Een dergelijk werk is wellicht interessant voor historici en voor experts, maar het publiek heeft er, helemaal nu, op zich niet zo veel aan. Misschien krijgen we een inzicht in het waarom van Pims populistische benadering van politiek, iets wat vandaag de dag nog best interessant zou zijn. Maar volgens de heer Ornstein wordt de geschiedenis van Pim in zijn boek verteld door de inhoud van het archief van Pim, grotendeels foto’s en frutsels papier, waarvan ik me afvraag wat voor een verhalen ze herbergen die wij nog niet kennen. Of eventueel interessant zouden vinden.

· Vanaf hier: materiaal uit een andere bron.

PR #4618, opened 2023-06-06
Hotfix 2023-23-1 Prevent analytics rebuild on migration

IgorNadj:


IgorNadj:
Have tested, correctly prevents the log$_question table from populating when the migration runs.

EMcQ-BES (approved):

PR #4623, opened 2023-06-08
WAITP-1216 Add project permissions to landing page projects in response

acdunham:
### Changes:
- Exposed function from `projects` API in `web-config-server` to reuse this in landing pages
- Updated landing page logic to fetch the projects and use the same logic as `projects` API to return the array of projects with the landing page


EMcQ-BES (approved):
Looks good :+1:

PR #4624, opened 2023-06-08
Hotfix: Release 2023-23-2

IgorNadj:


IgorNadj:
Tested in a deployment. Took the same amount of time to rebuild analytics table as baseline. No additional entries present in the mv queues.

Maar het boek komt er, natuurlijk. Want ook al zijn we Pim eigenlijk alweer een beetje vergeten, zo’n boek maakt toch weer emoties los waarvan we niet wisten dat ze bestonden. En dus worden wij als consument toch weer meegetrokken in die maalstroom van commercie. Want dat is natuurlijk het hele idee erachter, geld uit de zakken kloppen van goedbedoelende en nietsvermoedende huismannen en –vrouwen. Misschien is dat niet de bedoeling van de heer Ornstein zelf, ik ben bereid te geloven dat hij het boek schrijft als een zoektocht naar de ware Pim. De vraag is dus alleen waarom dat nu moet gebeuren en in hoeverre het iets van een bijdrage kan leveren aan het leren kennen van iemand die al dood is en die al vaak genoeg besproken is. Een man met een kaal hoofd en rare stropdassen. Een homoseksuele politicus die dacht het land te kunnen veranderen. Hij dus. Pim Fortuyn.